WHAT IS REQUIRED:
Please state the number of lines in the material below that contain "problem", with no other words.

MATERIALS PROVIDED:
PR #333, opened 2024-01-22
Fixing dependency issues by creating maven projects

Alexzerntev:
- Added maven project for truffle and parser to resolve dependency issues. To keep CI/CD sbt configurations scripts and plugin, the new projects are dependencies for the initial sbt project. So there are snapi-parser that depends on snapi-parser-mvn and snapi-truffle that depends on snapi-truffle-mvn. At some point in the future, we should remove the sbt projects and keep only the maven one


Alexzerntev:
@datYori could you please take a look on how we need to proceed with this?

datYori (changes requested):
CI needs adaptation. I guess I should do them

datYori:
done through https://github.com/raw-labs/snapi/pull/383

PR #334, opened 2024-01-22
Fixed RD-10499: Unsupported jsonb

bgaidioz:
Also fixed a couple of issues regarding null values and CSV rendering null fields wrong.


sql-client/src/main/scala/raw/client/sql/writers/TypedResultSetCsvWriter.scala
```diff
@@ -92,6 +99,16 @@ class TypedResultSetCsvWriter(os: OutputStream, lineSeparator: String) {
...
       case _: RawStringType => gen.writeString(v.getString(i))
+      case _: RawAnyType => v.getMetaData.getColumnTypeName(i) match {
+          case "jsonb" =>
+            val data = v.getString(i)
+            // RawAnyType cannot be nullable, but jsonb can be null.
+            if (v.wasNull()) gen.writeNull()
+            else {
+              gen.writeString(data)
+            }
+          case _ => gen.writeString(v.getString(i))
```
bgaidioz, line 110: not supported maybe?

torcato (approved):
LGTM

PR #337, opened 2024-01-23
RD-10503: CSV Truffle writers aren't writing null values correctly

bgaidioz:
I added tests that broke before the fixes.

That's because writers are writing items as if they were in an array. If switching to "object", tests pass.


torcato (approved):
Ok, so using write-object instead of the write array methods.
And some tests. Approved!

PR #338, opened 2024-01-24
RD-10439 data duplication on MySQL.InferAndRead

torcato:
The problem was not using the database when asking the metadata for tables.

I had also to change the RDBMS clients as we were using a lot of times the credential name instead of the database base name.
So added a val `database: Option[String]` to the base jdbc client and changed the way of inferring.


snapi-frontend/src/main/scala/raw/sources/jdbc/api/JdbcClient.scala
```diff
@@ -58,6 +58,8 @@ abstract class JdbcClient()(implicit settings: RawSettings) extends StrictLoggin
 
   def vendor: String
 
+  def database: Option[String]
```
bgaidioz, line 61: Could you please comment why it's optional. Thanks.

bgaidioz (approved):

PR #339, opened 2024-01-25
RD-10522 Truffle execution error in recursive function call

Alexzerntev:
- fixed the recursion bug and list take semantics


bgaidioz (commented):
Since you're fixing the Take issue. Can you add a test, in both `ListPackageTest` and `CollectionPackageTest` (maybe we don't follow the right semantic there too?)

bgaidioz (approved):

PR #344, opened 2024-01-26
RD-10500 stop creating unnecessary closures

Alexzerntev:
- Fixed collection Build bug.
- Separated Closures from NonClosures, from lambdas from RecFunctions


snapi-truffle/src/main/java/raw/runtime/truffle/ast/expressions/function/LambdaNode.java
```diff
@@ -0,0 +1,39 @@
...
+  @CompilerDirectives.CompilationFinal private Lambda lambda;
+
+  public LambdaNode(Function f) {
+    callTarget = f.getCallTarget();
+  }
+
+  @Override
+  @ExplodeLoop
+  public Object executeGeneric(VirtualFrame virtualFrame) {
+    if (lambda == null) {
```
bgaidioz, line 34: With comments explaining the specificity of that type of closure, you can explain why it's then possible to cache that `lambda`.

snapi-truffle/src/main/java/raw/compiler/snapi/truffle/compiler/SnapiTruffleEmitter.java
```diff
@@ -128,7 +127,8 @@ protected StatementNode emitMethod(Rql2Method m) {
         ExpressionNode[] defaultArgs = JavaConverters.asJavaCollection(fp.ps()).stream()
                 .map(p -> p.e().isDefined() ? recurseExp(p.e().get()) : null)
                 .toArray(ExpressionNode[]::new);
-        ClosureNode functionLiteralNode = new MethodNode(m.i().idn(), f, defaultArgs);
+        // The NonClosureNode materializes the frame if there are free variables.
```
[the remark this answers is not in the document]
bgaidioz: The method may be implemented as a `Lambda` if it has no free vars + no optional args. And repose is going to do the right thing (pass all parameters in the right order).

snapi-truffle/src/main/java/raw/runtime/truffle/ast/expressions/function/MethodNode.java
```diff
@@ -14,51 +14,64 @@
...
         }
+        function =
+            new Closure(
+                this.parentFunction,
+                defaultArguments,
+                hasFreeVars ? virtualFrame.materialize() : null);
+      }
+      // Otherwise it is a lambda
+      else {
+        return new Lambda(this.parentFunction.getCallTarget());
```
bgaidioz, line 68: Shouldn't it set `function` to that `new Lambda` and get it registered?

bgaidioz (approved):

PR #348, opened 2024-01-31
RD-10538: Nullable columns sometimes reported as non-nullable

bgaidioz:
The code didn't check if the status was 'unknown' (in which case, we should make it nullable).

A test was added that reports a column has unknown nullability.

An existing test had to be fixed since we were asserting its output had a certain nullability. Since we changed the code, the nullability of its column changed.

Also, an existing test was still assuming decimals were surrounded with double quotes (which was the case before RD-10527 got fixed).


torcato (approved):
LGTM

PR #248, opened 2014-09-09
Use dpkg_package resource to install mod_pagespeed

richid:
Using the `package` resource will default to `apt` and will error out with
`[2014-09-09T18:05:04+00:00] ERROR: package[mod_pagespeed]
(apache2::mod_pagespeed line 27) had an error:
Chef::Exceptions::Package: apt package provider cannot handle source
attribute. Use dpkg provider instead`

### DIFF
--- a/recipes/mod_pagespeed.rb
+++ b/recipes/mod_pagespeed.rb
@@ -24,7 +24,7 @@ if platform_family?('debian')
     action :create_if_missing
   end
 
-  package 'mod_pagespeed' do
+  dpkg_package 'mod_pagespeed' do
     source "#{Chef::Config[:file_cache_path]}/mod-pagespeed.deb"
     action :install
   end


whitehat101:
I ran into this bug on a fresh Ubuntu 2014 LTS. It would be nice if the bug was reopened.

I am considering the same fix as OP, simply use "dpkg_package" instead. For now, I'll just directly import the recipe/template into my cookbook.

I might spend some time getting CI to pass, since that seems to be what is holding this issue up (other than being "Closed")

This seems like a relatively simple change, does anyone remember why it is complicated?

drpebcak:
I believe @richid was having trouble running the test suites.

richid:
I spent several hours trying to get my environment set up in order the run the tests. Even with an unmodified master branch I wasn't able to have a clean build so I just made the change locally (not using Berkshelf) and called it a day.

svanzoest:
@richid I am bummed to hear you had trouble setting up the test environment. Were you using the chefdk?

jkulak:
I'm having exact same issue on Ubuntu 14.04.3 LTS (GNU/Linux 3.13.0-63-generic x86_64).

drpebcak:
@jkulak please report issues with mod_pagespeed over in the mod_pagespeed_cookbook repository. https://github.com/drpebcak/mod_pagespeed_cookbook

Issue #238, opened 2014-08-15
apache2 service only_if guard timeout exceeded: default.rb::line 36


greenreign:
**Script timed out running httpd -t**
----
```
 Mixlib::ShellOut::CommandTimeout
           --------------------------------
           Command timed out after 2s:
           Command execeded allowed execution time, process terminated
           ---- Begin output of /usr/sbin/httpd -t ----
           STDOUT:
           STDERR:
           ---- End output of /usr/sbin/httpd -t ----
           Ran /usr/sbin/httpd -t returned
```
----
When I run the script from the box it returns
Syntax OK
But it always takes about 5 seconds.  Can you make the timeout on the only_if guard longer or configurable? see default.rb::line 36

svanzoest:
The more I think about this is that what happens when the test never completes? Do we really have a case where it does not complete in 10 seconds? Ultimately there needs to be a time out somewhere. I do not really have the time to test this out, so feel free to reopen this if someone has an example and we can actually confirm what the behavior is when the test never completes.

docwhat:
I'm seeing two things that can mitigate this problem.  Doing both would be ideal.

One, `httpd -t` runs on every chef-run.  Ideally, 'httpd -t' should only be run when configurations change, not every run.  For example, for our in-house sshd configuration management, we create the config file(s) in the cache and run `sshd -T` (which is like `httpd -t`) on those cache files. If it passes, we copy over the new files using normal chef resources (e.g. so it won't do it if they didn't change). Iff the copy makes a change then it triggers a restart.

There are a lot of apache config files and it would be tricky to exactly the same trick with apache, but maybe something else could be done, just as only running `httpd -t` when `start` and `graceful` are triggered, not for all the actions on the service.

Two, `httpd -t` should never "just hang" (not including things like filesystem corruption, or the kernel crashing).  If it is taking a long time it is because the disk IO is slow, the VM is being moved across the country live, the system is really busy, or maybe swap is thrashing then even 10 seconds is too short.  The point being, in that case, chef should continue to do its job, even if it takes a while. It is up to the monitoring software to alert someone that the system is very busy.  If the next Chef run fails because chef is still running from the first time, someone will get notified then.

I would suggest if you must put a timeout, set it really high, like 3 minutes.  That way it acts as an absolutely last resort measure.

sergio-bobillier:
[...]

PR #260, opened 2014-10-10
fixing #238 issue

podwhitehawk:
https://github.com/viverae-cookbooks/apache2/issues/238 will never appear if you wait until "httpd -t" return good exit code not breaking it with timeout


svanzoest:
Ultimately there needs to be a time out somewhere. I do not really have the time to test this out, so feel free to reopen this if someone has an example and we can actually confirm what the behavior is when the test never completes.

REPLY:
2